Peripheral vision, perhaps?
 
Same here dude. It's scary.:wow::csad: Am I a mutant? :woot:

Déjà vu is French for "already seen." Déjà vu is an uncanny feeling or illusion of having already seen or experienced something that is being experienced for the first time. If we assume that the experience is actually of a remembered event, then déjà vu probably occurs because an original experience was neither fully attended to nor elaborately encoded in memory. If so, then it would seem most likely that the present situation triggers the recollection of a fragment from one's past.

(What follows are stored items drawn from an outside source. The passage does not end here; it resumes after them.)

Issue #79, opened 2026-09-11
The wrapper rules do not know the prefix words cs_split already strips: sudo sh -c evades every hook


bgunyel:
## Parent

#36

## Context

Found by review of #68 (PR #74), and confirmed unchanged by it — these verdicts
are identical before and after that branch. #68 explicitly scoped wrappers out,
so this is filed rather than folded into it.

## What is wrong

`cs_split` already maintains the list of words that run another command, in its
stage-2 prefix strip:

```
env|command|xargs|nohup|nice|time|stdbuf|ionice|sudo|doas|setsid|chronic   (+ timeout|flock)
```

The four wrapper regexes do not consult it. They answer "is this a wrapper that
runs another command?" independently and more narrowly — `(ba|z|)sh -c`,
`sh <<`, or `eval` — anchored at `^` or after a separator. That is the same
question answered in two places with two different answers, which is the defect
class the header of `lib/command-scan.sh` opens by naming.

The asymmetry it produces, measured:

```
BLOCK   sudo git push --all origin            cs_split strips sudo, the push is at a command position
ALLOW   sudo sh -c 'git push --all origin'    cs_split strips sudo, leaves sh -c '...', and the
                                              wrapper rule never fires because sh is not at ^
```

`sudo` is recognised in one half of the library and invisible in the other. The
same holds for `timeout`, `xargs`, `nohup` and `env`. It is one layer out from
the header's own PR #35 defect #2 — *"wrapper re-admission sufficed for a
heredoc and did nothing for `sh -c`"* — which now handles `sh -c` and does
nothing for `sudo sh -c`.

All ALLOW, measured against both `no-git-push.sh` and `no-commit-to-main.sh`:

```
sudo sh -c 'git push --all origin'
timeout 5 bash -c 'git push --all origin'
xargs sh -c 'git push --all origin'
env FOO=1 sh -c 'git push --all origin'
nohup sh -c 'git push --all origin'
find . -exec sh -c 'git push --all origin' \;
```

Note `env` rather than a bare assignment: `FOO=1 sh -c '...'` is already BLOCK,
because the anchor admits environment assignments. It is the wrapper *word*
that is missing, not the assignment.

## What to build

Extend the anchor to admit the prefix words the library already knows,
**reusing that list rather than restating it**. A second copy of those twelve
words in four hook regexes would be the same defect one more time.

## Two constraints, both load-bearing

**Do not simply drop the anchor.** It must widen to a known prefix set, not
disappear.

[...]

Issue #63, opened 2026-09-11
CLAUDE.md names two of the four hooks that carry the boundary


bgunyel:
## Parent

#36

## Context

Found by a two-axis review of `dev-05` against `main` (standards axis).

## What is wrong

CLAUDE.md's boundary section closes by naming where the boundary is enforced:

> Enforced by `.claude/hooks/no-git-push.sh` and `no-pr-decisions.sh`, both
> built on `.claude/hooks/lib/command-scan.sh`; `bash .claude/hooks/check-hooks.sh`
> checks the boundary in both directions.

Two hooks. `.claude/settings.json` registers **seven** Bash `PreToolUse` hooks:

| hook | named in the section? |
|---|---|
| `no-git-push.sh` | yes |
| `no-pr-decisions.sh` | yes |
| `no-commit-to-main.sh` | **no** |
| `no-work-on-stale-branch.sh` | **no** |
| `append-only-docs.sh` | no — different subject |
| `alembic-via-uv-group.sh` | no — different subject |
| `pytest-via-uv-group.sh` | no — different subject |

The last three are about documents and commands, not about the agent boundary,
and their absence is correct. The first two omissions are not:

- **`no-commit-to-main.sh`** enforces the section's own sentence, `main` and
  `dev-NN` are Bertan's to push. #43 rebuilt it on `lib/command-scan.sh`, so the
  section's "both built on" clause now describes three files and names two.
- **`no-work-on-stale-branch.sh`** is a boundary hook that refuses work, added
  by #44, and the section does not mention it at all — nor the branch-lifecycle
  rule it enforces, nor `report-stale-branches.sh` which arms it at
  `SessionStart`.

## Why it matters

The section exists so that the boundary can be audited without reading the
implementation. #36 states the requirement in its own words:

> As a reviewer of this repository, I want to know what an unattended agent can
> do to it without reading the two hooks and their tokeniser, so that I can
> judge the boundary rather than the implementation.

A reader who audits the two named files has audited less than half of what runs,
and has no way to discover that from the section. The failure is in the
direction that matters here: the text under-reports what is enforced, so a
reader concludes the boundary is narrower than it is and may "restore" a rule
that is already carried elsewhere — or, reading the same text as complete, may
conclude a refusal came from nowhere.

CLAUDE.md's own standard applies:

The experience may seem uncanny if the memory is so fragmented that no strong connections can be made between the fragment and other memories.
Thus, the feeling that one has been there before is often due to the fact that one has been there before. One has simply forgotten most of the original experience because one was not paying close attention the first time. The original experience may even have occurred only seconds or minutes earlier.
On the other hand, the déjà vu experience may be due to having seen pictures or heard vivid stories many years earlier. The experience may be part of the dim recollections of childhood.
However, it is possible that the déjà vu feeling is triggered by a neurochemical action in the brain that is not connected to any actual experience in the past. One feels strange and identifies the feeling with a memory, even though the experience is completely new.
The term was applied by Emile Boirac (1851-1917), who had strong interests in psychic phenomena. Boirac's term directs our attention to the past. However, a little reflection reveals that what is unique about déjà vu is not something from the past but something in the present, namely, the strange feeling one has. We often have experiences the novelty of which is unclear. In such cases we may have been led to ask such questions as, "Have I read this book before?" "Is this an episode of Inspector Morse I've seen before?" "This place looks familiar; have I been here before?" Yet, these experiences are not accompanied by an uncanny feeling. We may feel a bit confused, but the feeling associated with the déjà vu experience is not one of confusion; it is one of strangeness. There is nothing strange about not remembering whether you've read a book before, especially if you are fifty years old and have read thousands of books over your lifetime. In the déjà vu experience, however, we feel strange because we don't think we should feel familiar with the present perception. That sense of inappropriateness is not present when one is simply unclear whether one has read a book or seen a film before.
Thus, it is possible that the attempt to explain the déjà vu experience in terms of lost memory, past lives, clairvoyance, and so on may be completely misguided. We should be talking about the déjà vu feeling. That feeling may be caused by a brain state, by neurochemical factors during perception that have nothing to do with memory. It is worth noting that the déjà vu feeling is common among psychiatric patients. The déjà vu feeling also frequently precedes temporal lobe epilepsy attacks. When Wilder Penfield did his famous experiment in 1955 in which he electrically stimulated the temporal lobes, he found about 8% of his subjects experienced "memories." He assumed he elicited actual memories. They could well have been hallucinations and the first examples of artificially stimulated déjà vu.
 
Light posts, business lights, etc...sometimes turn off when I get near them...it's creepy. There could be one light on a road and it will turn off when I drive right under it. But my sixth sense is that I know when someone is in a room or about to be close to me. I can feel and hear the air pressure change. I know that sounds weird but if it is dead quiet and someone tries to sneak up on me...the pitch and density of the quiet changes. I don't know how to explain it. Even if a tv is on, a certain pitch changes and I can hear it. I can sometimes even do it with phones or people about to ring the door bell. I just can hear it.